Gender equality and the effective utilization of women’s abilities are crushed within the harsh competition for power positions. The issue is not a priority for any political party. There are no programs that would promote increased participation of women in the political life of the country. Women’s organizations are not funded. The quota system adopted, in most cases, has been used to humiliate and discourage women.

Political parties, and even more so labor unions, sustain and reproduce the division of labor by gender, the hierarchy based on gender, male supremacy, and the exclusion of women from power structures. The demand for balanced participation in decision-making is treated as a zero-sum game, with the labor movement remaining the most hostile space to women’s claims.

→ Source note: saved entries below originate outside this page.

PR #224, opened 2021-07-26
providers/sentry: send traces

BeryJu:
This is the last sentry PR, I promise 😄 

This PR adds support to send Sentry Traces instead of just errors. This means that normal info events are sent as traces and errors are sent as errors. 

This functionality can be disabled by setting `eventSeverity` in the related `Alert` object to `error`


stefanprodan (approved):
LGTM

Thanks @BeryJu 🎖️

PR #231, opened 2021-08-08
feat: set default observedGeneration to -1 on CRDs

makkes:
This sets the `status.observedGeneration` field to -1 by default. This
is a follow-up to https://github.com/fluxcd/helm-controller/pull/294,
porting the same code to the notification-controller so that all Flux
2 controllers work the same way in this regard.

Signed-off-by: Max Jonas Werner <mail@makk.es>


stefanprodan (approved):
LGTM 

Thanks @makkes

PR #232, opened 2021-08-16
Add Telegram notification

### LINKED ISSUE #222: Add support for Telegram notifications
Hey, it would be great if you could add support for Telegram notifications.

You just have make a POST or GET request to specific URL with a few parameters.
The follwing docs show the basics:
https://core.telegram.org/bots/api#making-requests
And for the message one need to use the following method:
https://core.telegram.org/bots/api#sendmessage
The user would only need to supply the URL and the chat_id.
As message formatting, markdown and html is possible.

If you need any further information, feel free to ask.
Thank you in advance :)

SomtochiAma:
Closes #222


stefanprodan:
@SomtochiAma please rebase with main branch and solve the conflicts for CI to run.

hiddeco (commented):
What is the rationale behind using `shoutrrr` for Telegram only, instead of e.g. using a Telegram API library, or using it for other providers as well?

stefanprodan:
I think we should look into switching to `shoutrrr` for the providers that are supported by it. For example people were asking for SlackBot support as an alternative to the classic webhook.

internal/notifier/telegram.go
```diff
@@ -36,10 +36,29 @@ func (t *Telegram) Post(event events.Event) error {
...
 	%s`, emoji, strings.ToLower(event.InvolvedObject.Kind),
 		event.InvolvedObject.Name, event.InvolvedObject.Namespace, event.Message)
-	url := fmt.Sprintf("telegram://%s@telegram?channels=%s", t.Token, t.Channel)
-	err := shoutrrr.Send(url, message)
+	url := fmt.Sprintf("telegram://%s@telegram?channels=%s&parseMode=markDownv2", t.Token, t.Channel)
+	err := shoutrrr.Send(url, escapeString(message))
 	return err
 }
+
+func escapeString(str string) string {
```
stefanprodan, line 48: Is this something that shoutrrr requires or it's telegram? Can you please link to some docs around the escape logic?

SomtochiAma: Telegram requires it when using Markdown. Docs: (https://core.telegram.org/bots/api#formatting-options)[https://core.telegram.org/bots/api#formatting-options]

stefanprodan: Ok please add a comment to this function including the link.

internal/notifier/telegram.go
```diff
@@ -0,0 +1,68 @@
...
+		event.InvolvedObject.Name, event.InvolvedObject.Namespace, event.Message)
+	url := fmt.Sprintf("telegram://%s@telegram?channels=%s&parseMode=markDownv2", t.Token, t.Channel)
+	err := shoutrrr.Send(url, escapeString(message))
+	return err
+}
+
+// The telegram API requires that some special characters are escaped
+// in the message string. Docs: https://core.telegram.org/bots/api#formatting-options.
+// The function only handles a subset of the characters because the only special
+// characters in kubernetes names and namespaces are '-' and '.'.
```
stefanprodan, line 51: But `event.Message` can contain any character, for example a kubectl apply error.

SomtochiAma: I will update the function

stefanprodan: Please test this with a Kustomization that fails to apply. I see that we don't post the revision but we should, check how alerts look for Slack: https://fluxcd.io/img/slack-error-alert.png

stefanprodan: We have to add the event metadata to the message body as separate field in the markdown, maybe a list?

SomtochiAma: This is what the message looks like. With the metadata added

Screenshot 2021-08-18 at 12 35 06 PM

stefanprodan (approved):
LGTM 

Thanks @SomtochiAma please squash your commits

L3o-pold:
Seems that's not working for `HelmRelease` upgrade notification. Unfortunatly I haven't the error from the Telegram return body.
```json
{"level":"info","ts":"2021-09-22T12:19:25.795Z","logger":"event-server","msg":"Dispatching event: Helm upgrade succeeded","reconciler kind":"HelmRelease","name":"ingress-nginx","namespace":"flux-system"}
{"level":"error","ts":"2021-09-22T12:19:25.816Z","logger":"event-server","msg":"failed to send notification","reconciler kind":"HelmRelease","name":"ingress-nginx","namespace":"flux-system","error":"failed to send notification to \"-****\", response status code 400 Bad Request"}
```

PR #233, opened 2021-08-18
Matrix Notification

### LINKED ISSUE #229: Add support for notifying into matrix
Matrix (matrix.org) is an open source federated chat is more and more used as a replacement for Slack.
Matrix has a very simple API that is alread implemented by services such as gitea.

The typical parameters for a matrix webhook are:

* Homeserver URL
* Room ID (where to post)
* Access token (authentication)
* Event type (optional, can be m.notice or m.text)

SomtochiAma:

In Greece, the best example of gender equality and the utilization of female potential is the Municipality of Athens, under the mayoralty of Giorgos Kaminis. The 10 positions of deputy mayors were fairly distributed between men and women, the president of the City Council is a woman, and women make up the majority in the councils of the local districts of the municipality.

I would like to emphasize that everything achieved so far is primarily due to the beneficial influence of the EU and the actions of feminist organizations. These organizations, from the 19th century to the present, are the only civil society organizations that, with the banner of European values and human rights, dynamically challenge patriarchal structures, monolithic traditions, and gender power relations.

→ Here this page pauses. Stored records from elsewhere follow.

PR #235, opened 2021-08-25
Use Shoutrr type for telegram notification

SomtochiAma:

### DIFF
--- a/internal/server/event_handlers.go
+++ b/internal/server/event_handlers.go
@@ -137,6 +137,7 @@ func (s *EventServer) handleEvent() func(w http.ResponseWriter, r *http.Request)
 
 			webhook := provider.Spec.Address
 			token := ""
+			port := ""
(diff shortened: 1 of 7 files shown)


internal/server/event_handlers.go
```diff
@@ -157,6 +158,10 @@ func (s *EventServer) handleEvent() func(w http.ResponseWriter, r *http.Request)
 				if t, ok := secret.Data["token"]; ok {
 					token = string(t)
 				}
+
+				if p, ok := secret.Data["port"]; ok {
```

In light of International Women’s Day, which will be celebrated in the coming days, what message would you like to send?

I would like to address mainly young women and encourage them, based on their impressive performance in education and all meritocratic systems, to further utilize the legislation and the ideal framework provided by European policies, so that the European ideal of gender equality and justice becomes a lived reality. At the same time, I urge them to shift the focus from the weaknesses and problems of women to the strength they possess, in order to lead the political struggle for the creation of a better, more peaceful, and fairer globalized world. “To succeed where men have failed!” as the pioneering feminist Kalirohi Paren said 100 years ago.

-It is known that you were awarded the prize Abdi İpekçi Award. How do you view the recent tensions between Turkey and Greece?

The fact that around 4,000 Turkish citizens have applied for political asylum in Greece highlights Turkey’s slide under Erdogan into an authoritarian state, which behaves dangerously and irrationally in its foreign policy. After the collapse of Davutoglu’s “zero problems” doctrine with neighboring countries, Erdogan’s megalomania and lust for power have unraveled in full force, creating tensions throughout the region, including with Greece. The issues that had arisen in the past, which we naively thought had been relegated to the past, remain unresolved and are worsening, not only due to Turkey’s fault. Greece’s procrastination and constant postponement of resolution have a share of responsibility for the current tension (Turkish claims in the Aegean, continental shelf, Imia, the former Yugoslav Republic of Macedonia, Cyprus). All these issues await resolution at a later time, which proves to be worse. Additionally, there is Greece’s inability or incapacity to utilize the European framework and activate the mutual assistance clause provided in Article 42(7) of the Lisbon Treaty. Instead of addressing the problems seriously, with the goal of resolving them as quickly as possible through honest compromises (this is the way problems are solved everywhere), we resort to foolish cries and threats, with the defense minister parading in camouflage, provoking everyone with his nationalist rhetoric.

Personally, even in these current difficult times, I remain a supporter of dialogue, good neighborliness, and the peaceful resolution of any differences, faithful to the spirit of the Greco-Turkish Friendship Pact between Venizelos and Atatürk, signed on October 30, 1930. Yes to patriotism, no to nationalism!